(Saved data entries)
'''

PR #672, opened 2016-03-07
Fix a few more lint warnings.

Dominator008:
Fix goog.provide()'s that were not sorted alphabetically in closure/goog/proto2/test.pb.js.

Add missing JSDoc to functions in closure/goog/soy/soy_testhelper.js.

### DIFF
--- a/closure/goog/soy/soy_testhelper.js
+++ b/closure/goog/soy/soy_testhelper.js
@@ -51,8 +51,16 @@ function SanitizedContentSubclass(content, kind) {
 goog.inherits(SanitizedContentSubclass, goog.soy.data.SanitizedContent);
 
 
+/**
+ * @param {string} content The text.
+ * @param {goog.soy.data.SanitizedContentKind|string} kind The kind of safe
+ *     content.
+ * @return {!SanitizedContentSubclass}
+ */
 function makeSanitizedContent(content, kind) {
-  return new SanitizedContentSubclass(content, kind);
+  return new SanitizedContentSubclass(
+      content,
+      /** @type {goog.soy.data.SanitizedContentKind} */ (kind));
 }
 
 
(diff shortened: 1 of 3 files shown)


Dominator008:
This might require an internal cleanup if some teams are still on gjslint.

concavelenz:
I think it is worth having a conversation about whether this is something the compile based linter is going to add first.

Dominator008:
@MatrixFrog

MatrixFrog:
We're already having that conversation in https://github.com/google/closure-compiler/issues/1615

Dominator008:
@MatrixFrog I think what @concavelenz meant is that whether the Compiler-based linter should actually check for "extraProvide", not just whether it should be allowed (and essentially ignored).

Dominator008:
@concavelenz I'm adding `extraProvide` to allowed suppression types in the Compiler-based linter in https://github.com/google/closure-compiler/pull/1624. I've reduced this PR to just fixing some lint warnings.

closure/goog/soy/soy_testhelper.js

'''
'''

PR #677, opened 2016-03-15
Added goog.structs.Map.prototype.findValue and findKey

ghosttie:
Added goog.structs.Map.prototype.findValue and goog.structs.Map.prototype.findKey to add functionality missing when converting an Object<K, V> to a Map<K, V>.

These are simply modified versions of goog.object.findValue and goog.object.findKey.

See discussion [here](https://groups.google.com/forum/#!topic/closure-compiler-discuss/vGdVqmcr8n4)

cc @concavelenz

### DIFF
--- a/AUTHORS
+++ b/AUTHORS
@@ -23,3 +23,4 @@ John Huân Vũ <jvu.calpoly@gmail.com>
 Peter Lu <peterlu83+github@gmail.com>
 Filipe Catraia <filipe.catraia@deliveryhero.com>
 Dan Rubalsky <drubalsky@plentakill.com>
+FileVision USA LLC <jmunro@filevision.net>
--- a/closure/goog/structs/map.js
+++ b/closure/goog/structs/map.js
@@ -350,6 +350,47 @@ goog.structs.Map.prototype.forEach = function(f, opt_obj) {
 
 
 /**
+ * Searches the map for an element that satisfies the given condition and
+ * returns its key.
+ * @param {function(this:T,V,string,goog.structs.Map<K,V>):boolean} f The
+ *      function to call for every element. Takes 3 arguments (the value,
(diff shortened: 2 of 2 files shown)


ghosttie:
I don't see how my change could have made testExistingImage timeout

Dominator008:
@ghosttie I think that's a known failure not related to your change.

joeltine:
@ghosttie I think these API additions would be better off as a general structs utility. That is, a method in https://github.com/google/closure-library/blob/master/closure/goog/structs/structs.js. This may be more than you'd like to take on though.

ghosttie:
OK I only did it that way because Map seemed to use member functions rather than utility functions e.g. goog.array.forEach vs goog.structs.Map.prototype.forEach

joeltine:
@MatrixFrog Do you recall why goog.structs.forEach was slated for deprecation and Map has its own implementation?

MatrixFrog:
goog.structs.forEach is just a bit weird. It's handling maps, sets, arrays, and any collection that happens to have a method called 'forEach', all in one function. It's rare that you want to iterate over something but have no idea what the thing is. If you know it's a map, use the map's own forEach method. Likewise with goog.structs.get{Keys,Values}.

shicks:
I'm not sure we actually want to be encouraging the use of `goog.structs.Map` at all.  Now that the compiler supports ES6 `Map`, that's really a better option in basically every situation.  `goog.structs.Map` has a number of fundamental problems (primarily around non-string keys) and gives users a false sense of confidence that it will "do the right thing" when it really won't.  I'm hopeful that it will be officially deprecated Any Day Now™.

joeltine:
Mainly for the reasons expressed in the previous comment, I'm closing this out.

'''
'''

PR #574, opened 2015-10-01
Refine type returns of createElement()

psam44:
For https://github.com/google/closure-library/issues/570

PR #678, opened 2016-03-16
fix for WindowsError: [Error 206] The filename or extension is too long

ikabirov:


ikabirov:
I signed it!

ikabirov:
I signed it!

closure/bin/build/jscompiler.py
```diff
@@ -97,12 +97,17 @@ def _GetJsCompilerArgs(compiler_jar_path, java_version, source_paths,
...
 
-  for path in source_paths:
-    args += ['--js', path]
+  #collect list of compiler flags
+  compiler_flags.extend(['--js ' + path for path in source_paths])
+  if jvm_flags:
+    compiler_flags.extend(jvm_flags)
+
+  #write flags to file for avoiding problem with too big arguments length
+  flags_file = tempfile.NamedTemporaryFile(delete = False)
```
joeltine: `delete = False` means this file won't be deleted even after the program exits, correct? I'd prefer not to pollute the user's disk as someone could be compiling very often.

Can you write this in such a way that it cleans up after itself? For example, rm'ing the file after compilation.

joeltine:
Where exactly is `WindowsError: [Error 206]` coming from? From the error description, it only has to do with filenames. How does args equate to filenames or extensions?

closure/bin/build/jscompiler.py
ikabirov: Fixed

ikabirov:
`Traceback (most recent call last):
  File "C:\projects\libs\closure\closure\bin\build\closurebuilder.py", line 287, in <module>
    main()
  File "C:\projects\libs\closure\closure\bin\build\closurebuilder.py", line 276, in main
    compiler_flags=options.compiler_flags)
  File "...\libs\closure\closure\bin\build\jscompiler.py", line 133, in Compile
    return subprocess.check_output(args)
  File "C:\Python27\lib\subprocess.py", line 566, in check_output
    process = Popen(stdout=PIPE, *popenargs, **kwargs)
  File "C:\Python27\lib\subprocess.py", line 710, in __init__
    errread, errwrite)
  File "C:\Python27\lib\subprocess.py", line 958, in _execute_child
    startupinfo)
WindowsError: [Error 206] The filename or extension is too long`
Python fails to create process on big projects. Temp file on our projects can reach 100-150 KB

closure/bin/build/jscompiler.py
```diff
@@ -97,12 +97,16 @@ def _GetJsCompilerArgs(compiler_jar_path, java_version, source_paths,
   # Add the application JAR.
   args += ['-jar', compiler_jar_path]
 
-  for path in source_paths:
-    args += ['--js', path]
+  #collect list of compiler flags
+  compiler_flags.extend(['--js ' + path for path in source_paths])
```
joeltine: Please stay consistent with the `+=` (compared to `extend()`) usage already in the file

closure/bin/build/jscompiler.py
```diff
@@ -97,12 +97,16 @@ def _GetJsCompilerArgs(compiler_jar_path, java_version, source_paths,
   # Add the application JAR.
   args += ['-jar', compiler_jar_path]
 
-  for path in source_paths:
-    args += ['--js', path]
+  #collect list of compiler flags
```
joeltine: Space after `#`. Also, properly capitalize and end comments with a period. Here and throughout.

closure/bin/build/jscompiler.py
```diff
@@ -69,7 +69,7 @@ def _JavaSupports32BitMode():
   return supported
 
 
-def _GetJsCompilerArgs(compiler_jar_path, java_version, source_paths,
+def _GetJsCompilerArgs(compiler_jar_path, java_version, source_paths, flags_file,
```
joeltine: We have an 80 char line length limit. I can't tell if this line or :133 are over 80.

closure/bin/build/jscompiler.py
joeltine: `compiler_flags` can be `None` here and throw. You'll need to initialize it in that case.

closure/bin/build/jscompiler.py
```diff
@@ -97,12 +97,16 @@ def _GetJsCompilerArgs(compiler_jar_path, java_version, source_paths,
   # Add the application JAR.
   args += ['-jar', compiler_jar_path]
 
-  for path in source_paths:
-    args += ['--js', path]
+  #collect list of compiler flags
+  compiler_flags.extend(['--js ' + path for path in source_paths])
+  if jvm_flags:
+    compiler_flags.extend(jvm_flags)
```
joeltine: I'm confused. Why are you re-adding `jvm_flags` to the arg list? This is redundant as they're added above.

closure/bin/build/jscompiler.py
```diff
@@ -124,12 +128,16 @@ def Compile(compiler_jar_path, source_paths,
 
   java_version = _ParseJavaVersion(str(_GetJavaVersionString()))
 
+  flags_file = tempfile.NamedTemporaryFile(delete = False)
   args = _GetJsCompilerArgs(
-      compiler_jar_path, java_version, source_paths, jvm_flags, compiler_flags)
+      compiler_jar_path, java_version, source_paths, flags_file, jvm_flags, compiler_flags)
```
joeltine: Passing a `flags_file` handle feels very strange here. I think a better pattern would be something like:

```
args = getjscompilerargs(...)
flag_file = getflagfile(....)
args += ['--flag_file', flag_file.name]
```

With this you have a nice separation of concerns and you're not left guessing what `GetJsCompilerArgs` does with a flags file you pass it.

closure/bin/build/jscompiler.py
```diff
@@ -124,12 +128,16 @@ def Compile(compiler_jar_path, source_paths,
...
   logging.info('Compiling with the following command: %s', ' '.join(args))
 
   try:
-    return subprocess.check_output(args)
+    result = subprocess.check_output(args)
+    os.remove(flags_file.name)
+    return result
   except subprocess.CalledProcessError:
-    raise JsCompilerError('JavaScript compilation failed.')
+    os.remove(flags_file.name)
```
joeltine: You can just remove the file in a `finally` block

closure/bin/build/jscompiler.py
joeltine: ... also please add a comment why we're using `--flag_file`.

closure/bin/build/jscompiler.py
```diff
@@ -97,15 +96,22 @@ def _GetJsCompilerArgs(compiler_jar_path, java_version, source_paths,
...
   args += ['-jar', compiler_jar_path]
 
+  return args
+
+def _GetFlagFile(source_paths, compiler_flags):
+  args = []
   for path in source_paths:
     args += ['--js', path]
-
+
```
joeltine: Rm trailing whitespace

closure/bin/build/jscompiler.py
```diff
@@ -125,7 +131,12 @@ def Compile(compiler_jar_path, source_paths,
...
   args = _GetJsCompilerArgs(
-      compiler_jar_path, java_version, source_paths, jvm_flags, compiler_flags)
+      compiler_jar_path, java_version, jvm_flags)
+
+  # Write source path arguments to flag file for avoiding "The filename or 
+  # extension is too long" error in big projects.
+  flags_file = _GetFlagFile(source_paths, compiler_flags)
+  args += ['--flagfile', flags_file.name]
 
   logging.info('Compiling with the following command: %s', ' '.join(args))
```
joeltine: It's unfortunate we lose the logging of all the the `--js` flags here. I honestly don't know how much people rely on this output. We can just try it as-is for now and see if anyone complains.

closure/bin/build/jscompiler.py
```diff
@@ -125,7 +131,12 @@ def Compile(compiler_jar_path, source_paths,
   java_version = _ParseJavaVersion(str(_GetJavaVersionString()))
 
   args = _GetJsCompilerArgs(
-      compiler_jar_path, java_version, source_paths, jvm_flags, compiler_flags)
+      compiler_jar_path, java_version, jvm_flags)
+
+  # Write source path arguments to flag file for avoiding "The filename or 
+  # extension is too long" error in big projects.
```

'''

TASK STATEMENT -
Copy the entries above exactly, but only from the line holding "276, in main" through the line holding "710, in __init__", both included.

ANSWER SECTION -
  File "C:\projects\libs\closure\closure\bin\build\closurebuilder.py", line 276, in main
    compiler_flags=options.compiler_flags)
  File "...\libs\closure\closure\bin\build\jscompiler.py", line 133, in Compile
    return subprocess.check_output(args)
  File "C:\Python27\lib\subprocess.py", line 566, in check_output
    process = Popen(stdout=PIPE, *popenargs, **kwargs)
  File "C:\Python27\lib\subprocess.py", line 710, in __init__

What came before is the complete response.